Search the data for the word "partialTickSoundDefs" and copy every line that contains it.

Dataset entries »
Content starts
PR #2099, opened 2026-05-16
Experimental Config Parsing Fallback System

SnailPerson:
test test

Ive let my clanker loose onto the codebase with the goal of having an auotomated way that any missing or malformed configs are either added or saved with a fresh one being generated (without the old one getting lost)

I really did no quality checks here, this is purely experimental, but for what its worth, it works flawlessly for all config files

@DonBruce64 @liminal2

### DIFF
--- a/mccore/src/main/java/minecrafttransportsimulator/systems/ConfigSystem.java
+++ b/mccore/src/main/java/minecrafttransportsimulator/systems/ConfigSystem.java
@@ -1,11 +1,19 @@
 package minecrafttransportsimulator.systems;
 
 import java.io.File;
+import java.io.IOException;
+import java.nio.file.AtomicMoveNotSupportedException;
 import java.nio.file.Files;
+import java.nio.file.StandardCopyOption;
+import java.text.SimpleDateFormat;
+import java.util.ArrayList;
+import java.util.Date;
 import java.util.HashMap;
+import java.util.HashSet;
 import java.util.LinkedHashMap;
 import java.util.List;
 import java.util.Map;
+import java.util.Set;
 
 import minecrafttransportsimulator.items.components.AItemPack;
 import minecrafttransportsimulator.items.components.AItemSubTyped;
@@ -17,6 +25,7 @@ import minecrafttransportsimulator.jsondefs.JSONConfigCraftingOverrides.JSONCraf
 import minecrafttransportsimulator.jsondefs.JSONConfigExternalDamageOverrides;
 import minecrafttransportsimulator.jsondefs.JSONConfigSettings;
 import minecrafttransportsimulator.jsondefs.JSONSubDefinition;
+import minecrafttransportsimulator.mcinterface.IWrapperPlayer;
 import minecrafttransportsimulator.mcinterface.InterfaceManager;
 import minecrafttransportsimulator.packloading.JSONParser;
 import minecrafttransportsimulator.packloading.PackParser;
@@ -39,6 +48,8 @@ public final class ConfigSystem {
     public static JSONConfigClient client;
     public static JSONConfigExternalDamageOverrides externalDamageOverrides;
     private static File configDirectory;
+    private static final List<String> pendingConfigWarnings = new ArrayList<>();
+    private static final Set<String> blockedConfigSavePaths = new HashSet<>();
 
     /**
      * Called to load the config objects from the files in the passed-in folder.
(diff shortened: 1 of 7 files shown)


SnailPerson:
@DonBruce64 
image
image

SnailPerson:
[Immersive Vehicles-1.21.1-25.0.0.jar.zip](https://github.com/user-attachments/files/27863364/Immersive.Vehicles-1.21.1-25.0.0.jar.zip)

@liminal2 please try this beta :)

mccore/src/main/java/minecrafttransportsimulator/systems/ConfigSystem.java
```diff
@@ -39,46 +48,29 @@ public final class ConfigSystem {
...
-                    InterfaceManager.coreInterface.logError(e.getMessage());
-                }
-            }
-            if (client == null) {
-                client = new JSONConfigClient();
-            }
+            client = loadConfig(clientFile, JSONConfigClient.class, new JSONConfigClient(), true);
             //Check to make sure we have the right keyset.  If not, reset the binds.
-            if (client.controls.keysetID != InterfaceManager.inputInterface.getKeysetID()) {
+            if (client.controls == null || client.controls.keysetID != InterfaceManager.inputInterface.getKeysetID()) {
```
DonBruce64, line 73: This for sure fixes fresh configs automatically generating an error on first launch.

mccore/src/main/java/minecrafttransportsimulator/systems/ConfigSystem.java
```diff
@@ -102,141 +94,282 @@ public static void initOverrides() {
...
-                        Map<String, JSONCraftingOverride> packOverrides = overridesObject.overrides.get(packItem.definition.packID);
-                        if (packOverrides != null) {
-                            JSONCraftingOverride override = packOverrides.get(packItem.definition.systemName);
-                            if (override != null) {
-                                if (override.commonMaterialLists != null) {
-                                    packItem.definition.general.materialLists = override.commonMaterialLists;
+            try {
+                JSONConfigCraftingOverrides overridesObject = loadConfig(craftingFile, JSONConfigCraftingOverrides.class, createEmptyCraftingOverrides(), true);
+                if (overridesObject.overrides == null) {
+                    overridesObject.overrides = new LinkedHashMap<>();
```
DonBruce64, line 114: What's this do?  Makes a new overrides object that's empty?  Wouldn't you just want to re-create the file like before?

DonBruce64 (commented):
Looks okay, though would like a small spiel on how this works prior to merging.  If it does work, which it would be easy to test, then I'm good merging.  Just would like to know code flow first.

mccore/src/main/java/minecrafttransportsimulator/systems/ConfigSystem.java
SnailPerson: That line creates the empty map that the next loop fills. It is not meant to stay empty.
So new LinkedHashMap<>() is just initializing the container. Without it, overridesObject.overrides.computeIfAbsent(...) would crash with a null pointer. The file is still recreated “like before” because the loop populates that map before writing it to disk.

basically
If mtscraftingoverrides.json exists and parses, loadConfig returns the user’s parsed override file.
If it is malformed, loadConfig backs it up, creates a fresh replacement from the supplied default object, and returns that default.
If it is missing, loadConfig(..., true) creates a fresh replacement from the supplied default object and returns that default.
createEmptyCraftingOverrides() is intentionally empty: no overrides apply unless the user/modpack put overrides there.
The null guard handles a valid JSON file that omits "overrides" or has it as null, so the later overridesObject.overrides.get(...) does not crash.

You would not want createDefaultCraftingOverrides() there unless you want missing or malformed mtscraftingoverrides.json to be replaced with a fully populated dump of every pack item recipe. That is what the old generateOverrideConfigs path does. For normal startup, that would be more invasive because it creates a huge template file and can look like IV is applying/generated lots of override data when no override was requested.

So the split is intentional:

generateOverrideConfigs = true: recreate the full template using createDefaultCraftingOverrides().
normal load/missing/malformed recovery: create an empty, valid override file so the game can continue without applying overrides.

@DonBruce64 #

DonBruce64:
@SnailPerson if you're sure this is all gucci and doesn't break things with various config issues, I'm good to merge.  Lemme know.

SnailPerson:
@DonBruce64 well I suppose? It is a hefty diff though and im only sure if you looked into the code and decided it seems waterproof.

DonBruce64:
@SnailPerson It doesn't look problematic, and if it's tested, I'm good with it.  I can't see too much different I would have done.

PR #2100, opened 2026-05-17
Updated the culling Warning and added a client config to disable it

SnailPerson:
added a client config option to disable reoccurring entity culling messages
Updated warn message slightly. 
Beforr:
IV HAS DETECTED THAT ENTITY CULLING MOD IS PRESENT.  THIS MOD CULLS ALL IV VEHICLES UNLESS \"mts:builder_existing\", \"mts:builder_rendering\", AND \"mts:builder_seat\" ARE ADDED TO THE WHITELIST.

Its now: 

ENTITY CULLING MOD IS PRESENT.  WHITELIST \"mts:builder_existing\", \"mts:builder_rendering\", AND \"mts:builder_seat\". IN CONFIG FILE OR VEHICLES MAY BE CULLED. (You can turn off this message in IV's client config menu.)

also no idea why diffs are so lagre, I suspect GitHub is doing some formatting funkies


DonBruce64:
Big diffs are probably due to spaces or tabs or similar formatting differences.  Especially if your code editor does them differently than another user.  I noticed DL Dev had that happen too, likely for the same reason.

PR #2103, opened 2026-05-19
Experimental Sound Code Optimisations

SnailPerson:
WARNING: @DonBruce64 
THERE ARE multiple PRs editing entityD_definable by now and I hope implementation goes without overwriting another PRs work! Please make sure no changes are lost please.
Same with config client etc.

## Summary

Refactors entity sound updates to explicitly separate tick-only sounds from partial-tick sounds, and prevents partial-tick sound logic from running more than once per rendered frame.

## Problem

Before this change, all JSON-defined sounds were stored in a single list and filtered inside `updateSounds(float partialTicks)`.

That had two issues:

1. Tick-only sounds were still paying render-path overhead just to be skipped.
2. Sounds with `canPlayOnPartialTicks: true` could be evaluated more than once per frame because the render path runs in multiple passes.

Entity sounds are updated from both the client tick path and the render path:
- client tick: AEntityB_Existing.java:163
- render path: AEntityC_Renderable.java:113

The render path itself can run in both solid and blended passes, which made partial-tick sounds do duplicate work in the same frame.

## What Changed

In AEntityD_Definable.java:99

- Replaced the single `allSoundDefs` list with:
  - `tickSoundDefs`
  - `partialTickSoundDefs`
- Classified each `JSONSound` once during entity setup based on `soundDef.canPlayOnPartialTicks` instead of re-checking that flag in the hot update loop.
- Updated `updateSounds(float partialTicks)` to select the correct sound list up front rather than iterating every sound definition on every call.
- Added a frame guard using:
  - `lastTickPartialSoundsUpdated`
  - `lastPartialTickSoundsUpdated`

This ensures partial-tick sounds are only processed once per rendered frame, even if the entity is rendered multiple times in separate passes.

## Why

This reduces avoidable work in the entity sound hot path while preserving the existing pack-facing behavior.

Benefits:
- tick-only sounds no longer incur unnecessary render-side iteration
- partial-tick sounds no longer do duplicate evaluation in multi-pass rendering
- the sound update flow is easier to reason about and maintain

## Behavior / Compatibility

This change does not modify the JSON sound format and does not require any content pack changes.

Behavior remains the same for pack authors:
- normal sounds still update on ticks
- `canPlayOnPartialTicks` sounds still update during rendering

The only behavioral correction is that partial-tick sounds are no longer evaluated twice in the same frame due to multiple render passes.

### DIFF
--- a/mccore/src/main/java/minecrafttransportsimulator/entities/components/AEntityD_Definable.java
+++ b/mccore/src/main/java/minecrafttransportsimulator/entities/components/AEntityD_Definable.java
@@ -96,7 +96,8 @@ public abstract class AEntityD_Definable<JSONDefinition extends AJSONMultiModelP
      **/
     protected final Map<String, ComputedVariable> computedVariables = new HashMap<>();
 
-    private final List<JSONSound> allSoundDefs = new ArrayList<>();
+    private final List<JSONSound> tickSoundDefs = new ArrayList<>();
+    private final List<JSONSound> partialTickSoundDefs = new ArrayList<>();
     private final Map<JSONSound, AnimationSwitchbox> soundActiveSwitchboxes = new HashMap<>();
     private final Set<JSONSound> soundDefFalseLastCheck = new HashSet<>();
     private final Map<JSONSound, SoundSwitchbox> soundVolumeSwitchboxes = new HashMap<>();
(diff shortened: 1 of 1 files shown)


DonBruce64:
@SnailPerson Did this not work?  I totally get the idea behind it and support it.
Content ends
Answer section »
  - `partialTickSoundDefs`
+    private final List<JSONSound> partialTickSoundDefs = new ArrayList<>();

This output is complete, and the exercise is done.